McCarthy wants to end the practice of redefining the negative image the public has of “snitching” to be a good thing. He is reaching out to former basketball great Michael Jordan and other football and basketball stars including Derrick Rose, hoping their popularity can help make snitching by members of the public a good thing.
But McCarthy didn’t seem to eager to end the same practice involving his police employees.
Last November, a jury concluded some Chicago police adhere to a code of silence to protect their fellow officers. The jury awarded $850,000 to bartender Karolina Obrycka who was brutally beaten by off-duty police officer Anthony Abbate. Abbate’s supervisors and colleagues tried to cover up his crime.
Let me be clear. Snitching is a good thing. But is it ever a bad thing?
The other day, my son came home from school and asked me what the meaning was of an Arabic word he heard two of his Arab school buddies using. It’s a bad word in any language. It started with Kha— and is the Arabic word for Sh–.
But the Arab kids were saying it loudly and the teachers didn’t know what it means.
At first, I suggested that my son tell his teacher. Then I stopped and said, no, don’t tell your teacher. Let me have mommy call your teacher. And then I thought. Why is it my responsibility to put my son in a predicament where he might have to suffer for blowing the whistle on a few classmates who can get away with swearing in their parent’s language because the teachers are unprepared?
It was a dilemma.
What’s the difference between saying “s-t” in English and then saying it in Arabic, “Kh—a?”
And what’s the difference between a member of the public not turning in a relative who may have been involved in an act of violence and a fellow police officer not testifying against a drunken off-duty colleague who beats the crap, or “kh—a” out of a female barmaid at a local bar?
The truth is we have exceptions to ethics and principles.
Of course it is wrong to swear in English, but is it swearing when the word is in Arabic and the teachers and most of the class have no idea what’s being said?
So why should McCarthy argue that the public should snitch on their friends and relatives to identify people who commit criminal acts and not demand that the people he controls does the same thing?
In the case of school, my son shouldn’t tell on his friends. It should come from me or from his mom. After all, we’re the adults. He’s still a child.
But what is Chief McCarthy, then, when he is inconsistent with ethics?
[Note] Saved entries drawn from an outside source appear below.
PR #765, opened 2022-02-16
Ignore kondo config nested under the project root

mainej:
As discussed in this [thread][slack-thread], sometimes users would see
lint findings that didn't match their .clj-kondo config. This happened
both on the command line and in editors.

It was determined that if a user had, for example, both a .clj-kondo
directory and a lib/.clj-kondo directory, the settings in the second
would take precedence when clojure-lsp linted an individual file in
lib/.

The root config is used when invoking `clj-kondo` on the command line,
leading to different results depending on which tool linted the file.

We think that users never intend to have a nested config directory. If
they do, they should delete it, perhaps after merging its settings into
the root config directory.

But, to prevent confusion, this patch makes clojure-lsp ignore nested
config dirs when linting individual files.

- ~I created a issue to discuss the problem I am trying to solve or there is already a open issue.~ See [Slack thread][slack-thread].

[slack-thread]: https://app.slack.com/client/T03RZGPFR/CPABC1H61/thread/CPABC1H61-1644946235.338589


ericdallo:
Thank you!

PR #769, opened 2022-02-16
Try to expose errors on client side of integration tests

mainej:
While researching [flaky integration tests][flaky-tests] we noticed that sometimes a test will [time out][time-out] because the server has sent a response, but the client fails to read it. No exceptions are logged, the tests just hang waiting for the client to do something.

The client runs in a separate thread, looping over and parsing the server's output.

This commit removes an exception handler in the client loop. The handler was using an IOException as a signal that the server's output stream had closed, and that therefore the client could close too. We now use a different mechanism of detecting that the server has closed.

Though this is speculative, we hope is that this will expose unexpected IOExceptions, which could have caused the client to stop responding.

[flaky-tests]: https://github.com/clojure-lsp/clojure-lsp/issues/704
[time-out]: https://github.com/clojure-lsp/clojure-lsp/pull/757#issuecomment-1035760361

### DIFF
--- a/cli/integration-test/integration/initialize_test.clj
+++ b/cli/integration-test/integration/initialize_test.clj
@@ -94,4 +94,7 @@
     (lsp/await-notification :$/progress))
 
   (testing "initialized notification"
-    (lsp/notify! (fixture/initialized-notification))))
+    (lsp/notify! (fixture/initialized-notification))
+    (h/assert-submaps
+      [{:registerOptions {:watchers [{:globPattern "**/*.{clj,cljs,cljc,edn}"}]}}]
+      (:registrations (lsp/await-client-request :client/registerCapability)))))
--- a/cli/integration-test/integration/lsp.clj
+++ b/cli/integration-test/integration/lsp.clj
@@ -43,6 +43,12 @@
 
 (defn ^:private keyname [key] (str (namespace key) "/" (name key)))
 
+(defn client-log
+  ([color msg params]
+   (client-log @client-id color msg params))
+  ([client-id color msg params]
+   (println (colored color (str "Client " client-id ": " msg)) (colored :yellow params))))
+
 (defn ^:private listen-output! []
   (let [client-id (swap! client-id inc)]
     (future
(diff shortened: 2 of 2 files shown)


mainej:
After a bit of experimentation, this includes some additional changes:
1. Tries a different approach to shutting down the client thread. The prior approach with `async/close!` left many IOExceptions in the logs, perhaps because `async/close!` doesn't actually stop an `async/thread`. This approach, using a future and `future-cancel`, has cleared up the IOExceptions, or at least so far.
2. Logs the client shutdown process, because this happens in another thread and can be confusing to track while other clients are starting up
3. Logs which client process is sending or receiving messages, again, because the clients live in many threads. Most of the time there's only one client, but they can overlap during startup and shutdown.

mainej:
I think the changes in this PR are reasonable, but sadly, we're still getting [timeouts](https://github.com/clojure-lsp/clojure-lsp/runs/5223893108?check_suite_focus=true), with no additional information. It doesn't appear that the client thread is crashing, it's just stuck waiting for a message that the server thinks it's sent and which the client never receives.

So, I think we have to move on to looking at other parts of the code. My best bet now is that it's some sort of i/o buffering problem. Perhaps `clojure-lsp.server/run-server!` which connects the input and output streams to the server? Or perhaps `integration.lsp/start-process!` which connects the server's i/o to the client's i/o? For that second path, we might find inspiration in [lsp4j's tests](https://github.com/eclipse/lsp4j/blob/main/org.eclipse.lsp4j/src/test/java/org/eclipse/lsp4j/test/launch/LauncherTest.java) which sets up the client and server using Piped streams, using their [`.connect`](https://docs.oracle.com/javase/8/docs/api/java/io/PipedInputStream.html#connect-java.io.PipedOutputStream-) method.

Amazingly, while testing this, I actually saw it happen locally. On one test run, right after the first request, suddenly everything froze. I wasn't sure how to take advantage of the situation, and ten minutes elapses quickly when you're scrambling for ideas. All I was able to do was sample the processes. Looking at those samples, there isn't much of interest. You can see what I assume is the client blocking on `readBytes  (in libjava.dylib) + 340`, but I don't see anything else illuminating. The stacktraces mostly look like `???  (in <unknown binary>)`. I think all the Clojure code appears as `<unknown binary>`, which isn't very helpful. I can provide the samples, but I'm not sure they'd be very interesting. If it happens again, I'll also try to run `lsof` for the processes. I'd love guidance on other debugging tools for these scenarios.

mainej:
I take back what I said... Perhaps we are getting errors in the client loop. Originally I saw that they were being printed, and so assumed that errors in threads are always printed. But this isn't true. Something I changed—perhaps switching from async/thread to future—suppressed the error printing. That would certainly explain why the errors stopped appearing in the logs after that switch. Anyway, error printing is back on. We'll see what appears in the logs.

mainej:
I finally had a test [fail](https://github.com/clojure-lsp/clojure-lsp/runs/5242985842?check_suite_focus=true#step:7:111) with the additional client logging. For reference, here's a [passing](https://github.com/clojure-lsp/clojure-lsp/runs/5242985864?check_suite_focus=true#step:7:111) version of the same test, on the same commit.

AFAICS, neither the client's nor the server's logs explain what's going on. So, I'm at a dead-end researching the client loop. The changes in this PR could expose issues in the future, so it could be merged @ericdallo. But right now it doesn't explain what's making the tests flaky.

My hypothesis is back to what I said [before](https://github.com/clojure-lsp/clojure-lsp/pull/769#issuecomment-1042488016)... perhaps there's some I/O buffering problem elsewhere in the code. I don't really know how to research that, so I'm going to put this aside for now.

As one last observation, earlier I said I saw the problem happen locally. At the time I thought it was a "random" occurrence, as we see on CI. But actually it wasn't random at all. Just before it happened I had intentionally inserted a `throw` inside the client loop. Nothing was printed, and so I assumed I must have hit the flakiness. The behavior was exactly as we see in CI—everything frozen, but no errors logged. But, in fact, another change I had recently made meant that the client errors had stopped being printed, a problem I fixed in a53a764. With the printing back in place, and with an intentional throw in the client loop, a client error is logged, different from CI.

All that is to say, there is still a small chance that the problem is in the client loop. If the loop stops, we get the exact symptoms we see in CI. I don't know how it could stop without throwing an error, but perhaps somehow it does.

ericdallo:
That's is becoming hard to debug indeed, I think we can try merge this PR and keep an eye on other PRs when the flakiness happen

ericdallo (approved):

Or does it come down to how we do say it?
“Crap” and “poop” are okay but “kha-a” and “s—t” are not?
Doesn’t the meaning of what’s being said – or done – have any meaning in this debate?
If you ask me, it’s a lot of “kha—a” … oops! I mean, a lot of “crap.”
(Ray Hanania is an award winning columnist. Reach him at www.TheMediaOasis.com.)
This post has already been read 113 times!
Hanania loves to write about American Arabs in politics, and focuses on Arab life in America.
Currently, he writes weekly columns on Middle East and American Arab issues for the Arab News in Saudi Arabia at www.ArabNews.com. He writes on American politics for the Des Plaines Valley News, Southwest News-Herald, The Regional News newspaper and the Reporter Newspapers. He also writes for the online websites TheArabDailyNews.com and NewsAmericaNetwork.com (Illinois News Network at IllinoisNewsNetwork.com).
Palestinian, American Arab and Christian, Hanania’s parents originate from Jerusalem and Bethlehem. Hanania began in journalism as an activist publishing Chicago’s first English-language American Arab Newspaper “The Middle Eastern Voice” from 1975 through 1977. In 1976, he was hired by the Chicago community newspaper The Southtown Economist (Daily Southtown) and in 1985 was hired by the Chicago Sun-Times and covered Chicago City Hall for both. In 1993, he launched the “The Villager” Newspapers which covered 12 Southwest Chicagoland suburban regions. In 2004, he published “The National Arab American Times” monthly newspaper which was distributed through 12,500 Middle East ethnic food stores in 48 American States.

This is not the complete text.